* Records for this task:

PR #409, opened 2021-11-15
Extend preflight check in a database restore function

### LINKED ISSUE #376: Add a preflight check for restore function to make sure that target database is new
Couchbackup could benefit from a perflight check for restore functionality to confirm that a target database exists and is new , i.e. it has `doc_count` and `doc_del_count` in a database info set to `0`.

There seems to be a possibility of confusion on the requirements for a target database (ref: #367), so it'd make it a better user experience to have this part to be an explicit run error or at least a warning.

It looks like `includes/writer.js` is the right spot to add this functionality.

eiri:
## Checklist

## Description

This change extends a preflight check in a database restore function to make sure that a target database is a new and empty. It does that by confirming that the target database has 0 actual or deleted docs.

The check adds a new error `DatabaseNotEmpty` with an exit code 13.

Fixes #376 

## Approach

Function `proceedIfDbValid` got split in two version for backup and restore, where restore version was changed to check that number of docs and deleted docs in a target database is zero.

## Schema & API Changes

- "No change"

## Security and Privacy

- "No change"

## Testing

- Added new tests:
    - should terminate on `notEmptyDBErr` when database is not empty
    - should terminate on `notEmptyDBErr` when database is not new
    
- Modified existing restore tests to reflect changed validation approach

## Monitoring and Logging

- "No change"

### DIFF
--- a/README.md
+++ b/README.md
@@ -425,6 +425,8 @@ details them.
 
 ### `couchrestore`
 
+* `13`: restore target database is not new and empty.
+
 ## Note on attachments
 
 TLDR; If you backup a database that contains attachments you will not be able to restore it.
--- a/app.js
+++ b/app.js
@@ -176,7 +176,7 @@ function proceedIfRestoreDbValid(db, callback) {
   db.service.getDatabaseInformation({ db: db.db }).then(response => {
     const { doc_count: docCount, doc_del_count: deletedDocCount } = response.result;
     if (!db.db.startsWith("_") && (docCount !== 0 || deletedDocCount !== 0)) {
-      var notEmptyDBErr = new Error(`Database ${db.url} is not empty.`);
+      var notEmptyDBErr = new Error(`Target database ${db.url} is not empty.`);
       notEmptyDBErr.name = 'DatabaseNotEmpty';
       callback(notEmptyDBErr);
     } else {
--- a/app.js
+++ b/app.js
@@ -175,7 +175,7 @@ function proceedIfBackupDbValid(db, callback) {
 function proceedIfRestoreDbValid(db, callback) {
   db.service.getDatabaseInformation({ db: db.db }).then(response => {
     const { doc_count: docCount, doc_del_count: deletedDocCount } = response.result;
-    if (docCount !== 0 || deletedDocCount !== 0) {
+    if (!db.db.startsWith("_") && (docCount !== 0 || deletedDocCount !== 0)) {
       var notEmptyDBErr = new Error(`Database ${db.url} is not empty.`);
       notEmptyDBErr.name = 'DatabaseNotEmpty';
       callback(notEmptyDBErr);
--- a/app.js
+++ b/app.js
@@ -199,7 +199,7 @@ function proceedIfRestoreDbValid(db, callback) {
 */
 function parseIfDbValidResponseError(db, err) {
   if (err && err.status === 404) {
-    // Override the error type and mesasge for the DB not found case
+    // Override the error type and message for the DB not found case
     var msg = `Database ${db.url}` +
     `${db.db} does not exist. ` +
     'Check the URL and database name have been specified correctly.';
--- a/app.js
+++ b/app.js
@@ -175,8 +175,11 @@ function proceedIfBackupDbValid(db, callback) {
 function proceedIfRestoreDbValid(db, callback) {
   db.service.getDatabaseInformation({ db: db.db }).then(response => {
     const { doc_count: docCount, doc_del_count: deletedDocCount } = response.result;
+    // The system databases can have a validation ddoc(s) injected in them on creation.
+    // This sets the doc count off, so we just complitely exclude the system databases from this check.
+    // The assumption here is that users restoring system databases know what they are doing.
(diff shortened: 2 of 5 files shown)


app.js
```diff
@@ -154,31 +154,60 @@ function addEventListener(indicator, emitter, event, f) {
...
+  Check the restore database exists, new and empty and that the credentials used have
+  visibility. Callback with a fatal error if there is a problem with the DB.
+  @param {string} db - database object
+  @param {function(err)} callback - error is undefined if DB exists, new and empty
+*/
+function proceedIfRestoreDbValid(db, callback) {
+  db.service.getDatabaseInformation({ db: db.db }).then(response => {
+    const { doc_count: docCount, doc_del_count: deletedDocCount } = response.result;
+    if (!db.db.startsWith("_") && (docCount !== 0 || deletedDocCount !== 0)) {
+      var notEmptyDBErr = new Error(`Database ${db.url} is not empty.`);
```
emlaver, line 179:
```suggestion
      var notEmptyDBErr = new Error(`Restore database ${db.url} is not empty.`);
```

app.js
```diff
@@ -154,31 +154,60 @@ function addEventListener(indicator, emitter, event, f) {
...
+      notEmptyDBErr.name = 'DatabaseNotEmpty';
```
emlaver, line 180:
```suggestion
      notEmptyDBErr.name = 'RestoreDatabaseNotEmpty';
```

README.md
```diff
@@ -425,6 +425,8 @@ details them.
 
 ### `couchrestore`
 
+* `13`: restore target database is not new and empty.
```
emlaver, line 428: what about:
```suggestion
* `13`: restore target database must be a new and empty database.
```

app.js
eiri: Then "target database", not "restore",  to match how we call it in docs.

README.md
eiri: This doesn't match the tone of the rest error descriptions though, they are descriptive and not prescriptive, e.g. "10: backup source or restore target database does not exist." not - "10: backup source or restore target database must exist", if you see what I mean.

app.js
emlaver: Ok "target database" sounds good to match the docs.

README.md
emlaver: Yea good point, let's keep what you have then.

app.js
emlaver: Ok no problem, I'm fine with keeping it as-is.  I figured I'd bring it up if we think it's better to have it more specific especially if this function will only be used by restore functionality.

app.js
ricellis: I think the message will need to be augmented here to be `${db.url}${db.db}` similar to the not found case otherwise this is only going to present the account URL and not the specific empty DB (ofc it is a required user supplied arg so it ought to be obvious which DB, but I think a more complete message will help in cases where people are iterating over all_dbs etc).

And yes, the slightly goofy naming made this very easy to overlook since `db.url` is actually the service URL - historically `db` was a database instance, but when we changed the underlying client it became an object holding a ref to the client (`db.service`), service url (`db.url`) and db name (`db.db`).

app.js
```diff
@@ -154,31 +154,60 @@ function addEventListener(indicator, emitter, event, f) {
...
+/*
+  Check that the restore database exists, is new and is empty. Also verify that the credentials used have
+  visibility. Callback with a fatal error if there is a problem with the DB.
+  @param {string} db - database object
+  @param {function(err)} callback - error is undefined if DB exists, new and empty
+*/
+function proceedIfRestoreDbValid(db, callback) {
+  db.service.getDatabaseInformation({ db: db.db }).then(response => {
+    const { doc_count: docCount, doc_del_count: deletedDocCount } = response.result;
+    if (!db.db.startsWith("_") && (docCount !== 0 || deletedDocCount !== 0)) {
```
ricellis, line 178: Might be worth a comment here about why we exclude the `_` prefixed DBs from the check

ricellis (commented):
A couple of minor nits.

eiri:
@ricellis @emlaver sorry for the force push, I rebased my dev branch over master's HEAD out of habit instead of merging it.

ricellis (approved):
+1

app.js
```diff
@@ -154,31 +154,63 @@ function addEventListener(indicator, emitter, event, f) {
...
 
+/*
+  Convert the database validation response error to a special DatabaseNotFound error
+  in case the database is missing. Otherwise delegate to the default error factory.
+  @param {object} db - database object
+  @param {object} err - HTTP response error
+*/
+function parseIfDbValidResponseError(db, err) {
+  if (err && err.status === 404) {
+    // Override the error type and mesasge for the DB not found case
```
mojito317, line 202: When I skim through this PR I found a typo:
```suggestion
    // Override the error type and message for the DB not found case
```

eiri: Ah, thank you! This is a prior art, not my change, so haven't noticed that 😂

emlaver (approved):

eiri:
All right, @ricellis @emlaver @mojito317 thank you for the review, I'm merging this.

* Problem description: Would you set down all of the entries again, word for word?

* Answer for this exercise:
PR #409, opened 2021-11-15
Extend preflight check in a database restore function

### LINKED ISSUE #376: Add a preflight check for restore function to make sure that target database is new
Couchbackup could benefit from a perflight check for restore functionality to confirm that a target database exists and is new , i.e. it has `doc_count` and `doc_del_count` in a database info set to `0`.

There seems to be a possibility of confusion on the requirements for a target database (ref: #367), so it'd make it a better user experience to have this part to be an explicit run error or at least a warning.

It looks like `includes/writer.js` is the right spot to add this functionality.

eiri:
## Checklist

## Description

This change extends a preflight check in a database restore function to make sure that a target database is a new and empty. It does that by confirming that the target database has 0 actual or deleted docs.

The check adds a new error `DatabaseNotEmpty` with an exit code 13.

Fixes #376 

## Approach

Function `proceedIfDbValid` got split in two version for backup and restore, where restore version was changed to check that number of docs and deleted docs in a target database is zero.

## Schema & API Changes

- "No change"

## Security and Privacy

- "No change"

## Testing

- Added new tests:
    - should terminate on `notEmptyDBErr` when database is not empty
    - should terminate on `notEmptyDBErr` when database is not new
    
- Modified existing restore tests to reflect changed validation approach

## Monitoring and Logging

- "No change"

### DIFF
--- a/README.md
+++ b/README.md
@@ -425,6 +425,8 @@ details them.
 
 ### `couchrestore`
 
+* `13`: restore target database is not new and empty.
+
 ## Note on attachments
 
 TLDR; If you backup a database that contains attachments you will not be able to restore it.
--- a/app.js
+++ b/app.js
@@ -176,7 +176,7 @@ function proceedIfRestoreDbValid(db, callback) {
   db.service.getDatabaseInformation({ db: db.db }).then(response => {
     const { doc_count: docCount, doc_del_count: deletedDocCount } = response.result;
     if (!db.db.startsWith("_") && (docCount !== 0 || deletedDocCount !== 0)) {
-      var notEmptyDBErr = new Error(`Database ${db.url} is not empty.`);
+      var notEmptyDBErr = new Error(`Target database ${db.url} is not empty.`);
       notEmptyDBErr.name = 'DatabaseNotEmpty';
       callback(notEmptyDBErr);
     } else {
--- a/app.js
+++ b/app.js
@@ -175,7 +175,7 @@ function proceedIfBackupDbValid(db, callback) {
 function proceedIfRestoreDbValid(db, callback) {
   db.service.getDatabaseInformation({ db: db.db }).then(response => {
     const { doc_count: docCount, doc_del_count: deletedDocCount } = response.result;
-    if (docCount !== 0 || deletedDocCount !== 0) {
+    if (!db.db.startsWith("_") && (docCount !== 0 || deletedDocCount !== 0)) {
       var notEmptyDBErr = new Error(`Database ${db.url} is not empty.`);
       notEmptyDBErr.name = 'DatabaseNotEmpty';
       callback(notEmptyDBErr);
--- a/app.js
+++ b/app.js
@@ -199,7 +199,7 @@ function proceedIfRestoreDbValid(db, callback) {
 */
 function parseIfDbValidResponseError(db, err) {
   if (err && err.status === 404) {
-    // Override the error type and mesasge for the DB not found case
+    // Override the error type and message for the DB not found case
     var msg = `Database ${db.url}` +
     `${db.db} does not exist. ` +
     'Check the URL and database name have been specified correctly.';
--- a/app.js
+++ b/app.js
@@ -175,8 +175,11 @@ function proceedIfBackupDbValid(db, callback) {
 function proceedIfRestoreDbValid(db, callback) {
   db.service.getDatabaseInformation({ db: db.db }).then(response => {
     const { doc_count: docCount, doc_del_count: deletedDocCount } = response.result;
+    // The system databases can have a validation ddoc(s) injected in them on creation.
+    // This sets the doc count off, so we just complitely exclude the system databases from this check.
+    // The assumption here is that users restoring system databases know what they are doing.
(diff shortened: 2 of 5 files shown)


app.js
```diff
@@ -154,31 +154,60 @@ function addEventListener(indicator, emitter, event, f) {
...
+  Check the restore database exists, new and empty and that the credentials used have
+  visibility. Callback with a fatal error if there is a problem with the DB.
+  @param {string} db - database object
+  @param {function(err)} callback - error is undefined if DB exists, new and empty
+*/
+function proceedIfRestoreDbValid(db, callback) {
+  db.service.getDatabaseInformation({ db: db.db }).then(response => {
+    const { doc_count: docCount, doc_del_count: deletedDocCount } = response.result;
+    if (!db.db.startsWith("_") && (docCount !== 0 || deletedDocCount !== 0)) {
+      var notEmptyDBErr = new Error(`Database ${db.url} is not empty.`);
```
emlaver, line 179:
```suggestion
      var notEmptyDBErr = new Error(`Restore database ${db.url} is not empty.`);
```

app.js
```diff
@@ -154,31 +154,60 @@ function addEventListener(indicator, emitter, event, f) {
...
+      notEmptyDBErr.name = 'DatabaseNotEmpty';
```
emlaver, line 180:
```suggestion
      notEmptyDBErr.name = 'RestoreDatabaseNotEmpty';
```

README.md
```diff
@@ -425,6 +425,8 @@ details them.
 
 ### `couchrestore`
 
+* `13`: restore target database is not new and empty.
```
emlaver, line 428: what about:
```suggestion
* `13`: restore target database must be a new and empty database.
```

app.js
eiri: Then "target database", not "restore",  to match how we call it in docs.

README.md
eiri: This doesn't match the tone of the rest error descriptions though, they are descriptive and not prescriptive, e.g. "10: backup source or restore target database does not exist." not - "10: backup source or restore target database must exist", if you see what I mean.

app.js
emlaver: Ok "target database" sounds good to match the docs.

README.md
emlaver: Yea good point, let's keep what you have then.

app.js
emlaver: Ok no problem, I'm fine with keeping it as-is.  I figured I'd bring it up if we think it's better to have it more specific especially if this function will only be used by restore functionality.

app.js
ricellis: I think the message will need to be augmented here to be `${db.url}${db.db}` similar to the not found case otherwise this is only going to present the account URL and not the specific empty DB (ofc it is a required user supplied arg so it ought to be obvious which DB, but I think a more complete message will help in cases where people are iterating over all_dbs etc).

And yes, the slightly goofy naming made this very easy to overlook since `db.url` is actually the service URL - historically `db` was a database instance, but when we changed the underlying client it became an object holding a ref to the client (`db.service`), service url (`db.url`) and db name (`db.db`).

app.js
```diff
@@ -154,31 +154,60 @@ function addEventListener(indicator, emitter, event, f) {
...
+/*
+  Check that the restore database exists, is new and is empty. Also verify that the credentials used have
+  visibility. Callback with a fatal error if there is a problem with the DB.
+  @param {string} db - database object
+  @param {function(err)} callback - error is undefined if DB exists, new and empty
+*/
+function proceedIfRestoreDbValid(db, callback) {
+  db.service.getDatabaseInformation({ db: db.db }).then(response => {
+    const { doc_count: docCount, doc_del_count: deletedDocCount } = response.result;
+    if (!db.db.startsWith("_") && (docCount !== 0 || deletedDocCount !== 0)) {
```
ricellis, line 178: Might be worth a comment here about why we exclude the `_` prefixed DBs from the check

ricellis (commented):
A couple of minor nits.

eiri:
@ricellis @emlaver sorry for the force push, I rebased my dev branch over master's HEAD out of habit instead of merging it.

ricellis (approved):
+1

app.js
```diff
@@ -154,31 +154,63 @@ function addEventListener(indicator, emitter, event, f) {
...
 
+/*
+  Convert the database validation response error to a special DatabaseNotFound error
+  in case the database is missing. Otherwise delegate to the default error factory.
+  @param {object} db - database object
+  @param {object} err - HTTP response error
+*/
+function parseIfDbValidResponseError(db, err) {
+  if (err && err.status === 404) {
+    // Override the error type and mesasge for the DB not found case
```
mojito317, line 202: When I skim through this PR I found a typo:
```suggestion
    // Override the error type and message for the DB not found case
```

eiri: Ah, thank you! This is a prior art, not my change, so haven't noticed that 😂

emlaver (approved):

eiri:
All right, @ricellis @emlaver @mojito317 thank you for the review, I'm merging this.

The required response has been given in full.